Issue #4053, opened 2020-09-01
[onert] Mismatch between model schema and IR in some operations


ragmani:
Onert IR of some operations are incorrectly defined compared to model schema. In model schema, these operations have an input as input that can be non-constant. But they have it as a param in IR. It must be fixed to input that can be non-constant.

#### The operations
- ArgMax : axis
- ResizeNearestNeighbor : size
- ResizeBilinear : size
- Split : axis
- Tile : multiplies
- Transpose : permute factor

ragmani:
Done.

PR #4092, opened 2020-09-04
[onert] Add an optional input to ir::ResizeBilinear

ragmani:
For issue #4053

This commit adds an optional input to ir::ResizeBilinear for supporting non-constant.

### DIFF
--- a/runtime/onert/core/include/ir/operation/ResizeBilinear.h
+++ b/runtime/onert/core/include/ir/operation/ResizeBilinear.h
@@ -34,10 +34,12 @@ public:
   enum Input
   {
     INPUT = 0,
+    SIZE = 1,
   };
 
   struct Param
   {
+    // If the input SIZE exists in inputs, height_out and width_out are not set. Ignore these params
     int32_t height_out;
     int32_t width_out;
     bool align_corners;
--- a/runtime/onert/backend/acl_cl/KernelGenerator.cc
+++ b/runtime/onert/backend/acl_cl/KernelGenerator.cc
@@ -879,7 +879,6 @@ void KernelGenerator::visit(const ir::operation::Permute &node)
 void KernelGenerator::visit(const ir::operation::ResizeBilinear &node)
 {
   const auto ofm_index{node.getOutputs().at(0)};
-
   const auto ifm_index{node.getInputs().at(ir::operation::ResizeBilinear::Input::INPUT)};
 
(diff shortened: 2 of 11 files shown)


runtime/onert/core/include/ir/operation/ResizeBilinear.h
```diff
@@ -34,10 +34,12 @@ class ResizeBilinear : public Operation
   enum Input
   {
     INPUT = 0,
+    SIZE = 1,
   };
 
   struct Param
   {
+    // If the input SIZE exists in inputs, height_out and width_out are not set. Ignore these params
```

» **Your objective**
Scan the listing above. Collect all lines with the word "constant".

» **Result of this exercise**
Onert IR of some operations are incorrectly defined compared to model schema. In model schema, these operations have an input as input that can be non-constant. But they have it as a param in IR. It must be fixed to input that can be non-constant.
This commit adds an optional input to ir::ResizeBilinear for supporting non-constant.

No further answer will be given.